The Ross Ice Shelf Project (RISP) began in 1973 and lasted six field seasons. One of the primary goals for RISP was to drill a hole through the Ross Ice Shelf to study the ice, the ocean, and the ocean floor beneath the ice shelf. In late November 1974, during the second field season, the camp at J-9 (82.375S, 168.626W) on the southeastern Ross Ice Shelf was established. RISP drilling started in 1976/77 with a PICO wireline drill that drilled a hole 187 mm in diameter to retrieve a 60 mm core. The borehole was left dry of drilling fluid to keep it clean, but as a consequence, the drill became stuck in the borehole at 90 m above the base (420 m) during a drill crew changeover. Subsequent attempts during the 1977/78 season to melt out the wireline drill with hot water failed.
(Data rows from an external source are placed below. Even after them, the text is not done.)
PR #2222, opened 2026-05-04
Transition to GitHub App auth, remove azuresdk-github-pat usage

scbedd:
This pull request introduces minor configuration changes to the Azure pipeline YAML files. The main update is the explicit addition of an empty `AuthToken` parameter in two locations, likely to ensure consistent parameterization or to override a default value.

Most important changes:

**Pipeline configuration updates:**

* Added an explicit `AuthToken: ''` parameter to the `prepare-pipelines.yml` pipeline template to ensure the parameter is set, even if empty.
* Set `AuthToken: ''` in the `archetype-android-release.yml` release stage, likely to standardize authentication settings or prevent accidental token usage.

Related to Azure/azure-sdk-tools#9842

### DIFF
--- a/eng/pipelines/prepare-pipelines.yml
+++ b/eng/pipelines/prepare-pipelines.yml
@@ -7,3 +7,4 @@ extends:
   template: /eng/common/pipelines/templates/jobs/prepare-pipelines.yml
   parameters:
     Repository: Azure/azure-sdk-for-android
+    AuthToken: ''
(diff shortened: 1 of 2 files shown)


eng/pipelines/prepare-pipelines.yml
```diff
@@ -7,3 +7,4 @@ extends:
   template: /eng/common/pipelines/templates/jobs/prepare-pipelines.yml
   parameters:
     Repository: Azure/azure-sdk-for-android
+    AuthToken: ''
```
chidozieononiwu:
```suggestion
```

benbp (approved):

During the 1978/79 season, a lightweight Russian electrothermal drill, using ethanol as antifreeze, provided continuous core to the ice- shelf bottom and access to the ocean (Bentley and Koci, 2007).

A discontinuous archive of the top 104 m of the dry drilled 1976 J-9 core (NSF-ICF core ID: J-9Bern) resides at the ICF. The 1976 core was originally archived at the Central Ice Core Storage Facility at SUNY, Buffalo, and later transferred to the NSF-ICF. Samples from the 1976 core were taken in the 1980s, but no sampling has occurred since.